* _Work task_:
Each line from the one containing "paskal: Apparently it" to the end of the records below should be restated word for word; please leave out all other lines.
START Data provided
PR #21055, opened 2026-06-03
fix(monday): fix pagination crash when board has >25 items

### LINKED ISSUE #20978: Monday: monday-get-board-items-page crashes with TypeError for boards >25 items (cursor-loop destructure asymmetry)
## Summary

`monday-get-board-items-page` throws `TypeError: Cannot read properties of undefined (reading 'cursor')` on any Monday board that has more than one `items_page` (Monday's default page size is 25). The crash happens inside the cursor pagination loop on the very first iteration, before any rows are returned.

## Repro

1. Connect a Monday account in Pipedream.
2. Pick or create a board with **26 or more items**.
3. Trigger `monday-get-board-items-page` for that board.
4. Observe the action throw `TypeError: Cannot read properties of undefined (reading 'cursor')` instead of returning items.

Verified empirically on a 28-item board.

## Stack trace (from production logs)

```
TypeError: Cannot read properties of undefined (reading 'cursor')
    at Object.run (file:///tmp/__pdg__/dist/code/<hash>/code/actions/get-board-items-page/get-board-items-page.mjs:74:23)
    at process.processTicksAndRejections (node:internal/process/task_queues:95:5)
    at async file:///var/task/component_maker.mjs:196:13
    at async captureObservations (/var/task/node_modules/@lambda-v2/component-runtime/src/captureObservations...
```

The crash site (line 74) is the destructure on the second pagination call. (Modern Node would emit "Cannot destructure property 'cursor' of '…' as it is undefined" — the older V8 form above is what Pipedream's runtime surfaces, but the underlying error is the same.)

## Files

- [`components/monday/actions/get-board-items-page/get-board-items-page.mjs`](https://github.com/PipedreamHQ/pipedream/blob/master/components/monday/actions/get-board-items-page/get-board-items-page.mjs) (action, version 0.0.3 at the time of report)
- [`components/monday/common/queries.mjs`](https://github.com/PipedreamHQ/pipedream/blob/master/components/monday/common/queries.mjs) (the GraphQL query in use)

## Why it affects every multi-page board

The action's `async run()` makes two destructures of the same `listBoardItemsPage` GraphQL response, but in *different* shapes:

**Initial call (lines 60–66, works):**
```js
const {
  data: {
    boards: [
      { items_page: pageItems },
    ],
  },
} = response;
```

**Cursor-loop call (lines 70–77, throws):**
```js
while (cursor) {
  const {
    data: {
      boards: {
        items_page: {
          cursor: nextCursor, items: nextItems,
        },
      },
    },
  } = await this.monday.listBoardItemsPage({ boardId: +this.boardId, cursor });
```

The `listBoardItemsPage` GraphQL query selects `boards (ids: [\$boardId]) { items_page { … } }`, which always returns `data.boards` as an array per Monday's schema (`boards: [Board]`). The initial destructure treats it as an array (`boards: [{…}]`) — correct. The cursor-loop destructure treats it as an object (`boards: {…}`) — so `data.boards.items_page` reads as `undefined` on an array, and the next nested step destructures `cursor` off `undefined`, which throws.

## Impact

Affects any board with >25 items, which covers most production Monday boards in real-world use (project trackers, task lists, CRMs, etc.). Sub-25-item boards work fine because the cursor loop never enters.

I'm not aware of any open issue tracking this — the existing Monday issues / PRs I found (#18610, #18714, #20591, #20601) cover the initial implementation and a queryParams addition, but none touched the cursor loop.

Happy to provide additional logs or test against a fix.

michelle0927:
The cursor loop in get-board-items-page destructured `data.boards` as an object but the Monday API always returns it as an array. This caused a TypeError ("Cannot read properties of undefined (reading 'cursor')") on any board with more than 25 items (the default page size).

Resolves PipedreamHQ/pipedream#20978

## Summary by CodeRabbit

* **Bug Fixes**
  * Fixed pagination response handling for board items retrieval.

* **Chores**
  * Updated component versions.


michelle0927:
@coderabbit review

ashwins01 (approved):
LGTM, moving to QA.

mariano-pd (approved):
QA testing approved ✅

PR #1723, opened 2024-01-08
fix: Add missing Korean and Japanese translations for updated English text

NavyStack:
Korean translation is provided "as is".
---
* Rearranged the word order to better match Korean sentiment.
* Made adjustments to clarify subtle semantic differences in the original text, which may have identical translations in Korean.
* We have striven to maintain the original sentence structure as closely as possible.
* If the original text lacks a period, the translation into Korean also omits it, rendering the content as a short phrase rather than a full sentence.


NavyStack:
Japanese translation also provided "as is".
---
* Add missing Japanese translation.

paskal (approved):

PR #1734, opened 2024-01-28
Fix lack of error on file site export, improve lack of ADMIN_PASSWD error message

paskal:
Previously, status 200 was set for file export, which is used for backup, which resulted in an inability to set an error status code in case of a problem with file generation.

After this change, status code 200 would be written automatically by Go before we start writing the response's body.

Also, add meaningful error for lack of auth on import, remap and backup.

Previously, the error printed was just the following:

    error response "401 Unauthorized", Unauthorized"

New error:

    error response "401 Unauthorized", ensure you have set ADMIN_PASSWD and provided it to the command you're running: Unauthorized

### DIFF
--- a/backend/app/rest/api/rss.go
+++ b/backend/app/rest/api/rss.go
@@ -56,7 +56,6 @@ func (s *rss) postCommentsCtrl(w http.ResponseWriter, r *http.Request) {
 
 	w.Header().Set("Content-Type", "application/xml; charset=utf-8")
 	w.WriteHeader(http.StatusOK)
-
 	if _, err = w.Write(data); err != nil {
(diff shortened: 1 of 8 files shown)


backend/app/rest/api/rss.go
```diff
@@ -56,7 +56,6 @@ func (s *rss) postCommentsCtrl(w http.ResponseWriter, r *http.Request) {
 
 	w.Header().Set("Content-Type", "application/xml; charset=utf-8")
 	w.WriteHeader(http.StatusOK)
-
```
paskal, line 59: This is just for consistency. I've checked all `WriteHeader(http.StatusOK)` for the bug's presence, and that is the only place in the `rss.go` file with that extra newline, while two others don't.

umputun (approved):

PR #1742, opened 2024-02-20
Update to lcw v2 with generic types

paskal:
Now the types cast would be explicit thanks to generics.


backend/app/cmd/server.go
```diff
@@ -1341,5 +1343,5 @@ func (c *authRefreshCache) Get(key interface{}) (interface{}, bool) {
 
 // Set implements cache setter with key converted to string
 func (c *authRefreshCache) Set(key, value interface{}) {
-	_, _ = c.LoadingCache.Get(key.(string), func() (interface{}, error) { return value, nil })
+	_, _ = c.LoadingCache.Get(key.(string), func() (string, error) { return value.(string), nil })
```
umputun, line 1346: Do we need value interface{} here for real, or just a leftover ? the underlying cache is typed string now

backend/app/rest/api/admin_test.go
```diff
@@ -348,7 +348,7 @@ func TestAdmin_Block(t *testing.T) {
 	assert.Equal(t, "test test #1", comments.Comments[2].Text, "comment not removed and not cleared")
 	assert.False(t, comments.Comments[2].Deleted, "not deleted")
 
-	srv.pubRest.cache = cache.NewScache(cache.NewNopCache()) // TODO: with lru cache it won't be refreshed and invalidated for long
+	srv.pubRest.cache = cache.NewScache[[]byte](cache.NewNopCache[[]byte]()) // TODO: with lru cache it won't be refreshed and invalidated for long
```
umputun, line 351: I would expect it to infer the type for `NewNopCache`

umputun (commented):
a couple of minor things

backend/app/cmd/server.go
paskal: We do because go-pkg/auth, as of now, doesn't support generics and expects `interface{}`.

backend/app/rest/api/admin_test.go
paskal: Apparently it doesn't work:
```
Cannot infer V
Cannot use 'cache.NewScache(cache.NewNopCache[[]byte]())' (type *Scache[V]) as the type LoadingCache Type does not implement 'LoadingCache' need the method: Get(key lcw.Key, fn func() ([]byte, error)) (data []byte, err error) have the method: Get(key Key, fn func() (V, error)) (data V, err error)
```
END Data provided
* _Task result_:
paskal: Apparently it doesn't work:
```
Cannot infer V
Cannot use 'cache.NewScache(cache.NewNopCache[[]byte]())' (type *Scache[V]) as the type LoadingCache Type does not implement 'LoadingCache' need the method: Get(key lcw.Key, fn func() ([]byte, error)) (data []byte, err error) have the method: Get(key Key, fn func() (V, error)) (data V, err error)
```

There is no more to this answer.